Stored items:
● ● ● ●

PR #14140, opened 2023-12-25
refactor: make sync agg index default

ariesdevil:

## Summary

Make sync agg index default, change the optional `sync` to `async`

Fixes #[Link the issue here]

## Tests

- [x] Unit Test
- [x] Logic Test
- [ ] Benchmark Test

## Type of change

- [ ] Documentation Update
- [x] Refactoring
- [ ] Performance Improvement

- - -
This change is [Reviewable](https://reviewable.io/reviews/datafuselabs/databend/14140)

### DIFF
--- a/src/query/ast/src/parser/statement.rs
+++ b/src/query/ast/src/parser/statement.rs
@@ -924,17 +924,17 @@ pub fn statement(i: Input) -> IResult<StatementWithFormat> {
 
     let create_index = map(
         rule! {
-            CREATE ~ SYNC? ~ AGGREGATING ~ INDEX ~ ( IF ~ ^NOT ~ ^EXISTS )?
+            CREATE ~ ASYNC? ~ AGGREGATING ~ INDEX ~ ( IF ~ ^NOT ~ ^EXISTS )?
             ~ #ident
             ~ AS ~ #query
         },
-        |(_, opt_sync, _, _, opt_if_not_exists, index_name, _, query)| {
+        |(_, opt_async, _, _, opt_if_not_exists, index_name, _, query)| {
             Statement::CreateIndex(CreateIndexStmt {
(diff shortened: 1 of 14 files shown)


src/query/storages/fuse/src/operations/agg_index_sink.rs
```diff
@@ -68,12 +77,36 @@ impl AggIndexSink {
...
             location_data: HashMap::new(),
             blocks: vec![],
+            max_memory_usage,
         });
 
         Ok(ProcessorPtr::create(sinker))
     }
 
-    fn process_block(&mut self, block: &mut DataBlock) {
+    fn check_memory_limit(&self, block: &DataBlock) -> Result<()> {
```
BohuTANG, line 86: We have the soft oom by default, does it also working?

ariesdevil: Yup it works, I have add tests here: https://github.com/datafuselabs/databend/pull/14140/files#diff-4001267ac227fed7b868cb28249ed3020c48bf6c843cb120e213ac816cdbd092

BohuTANG: So we don't need `check_memory_limit`?

ariesdevil: If we don't check memory here, how do we return the corresponding error message?

BohuTANG: No need return, we have many places to return soft oom.

BohuTANG: This is the soft oom error:
image

RinChanNOWWW (approved):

● ● ● ●

YOUR GOAL: The lines above that hold the word "here" are the ones to copy.

SOLUTION TO THE EXERCISE:
Fixes #[Link the issue here]
ariesdevil: Yup it works, I have add tests here: https://github.com/datafuselabs/databend/pull/14140/files#diff-4001267ac227fed7b868cb28249ed3020c48bf6c843cb120e213ac816cdbd092
ariesdevil: If we don't check memory here, how do we return the corresponding error message?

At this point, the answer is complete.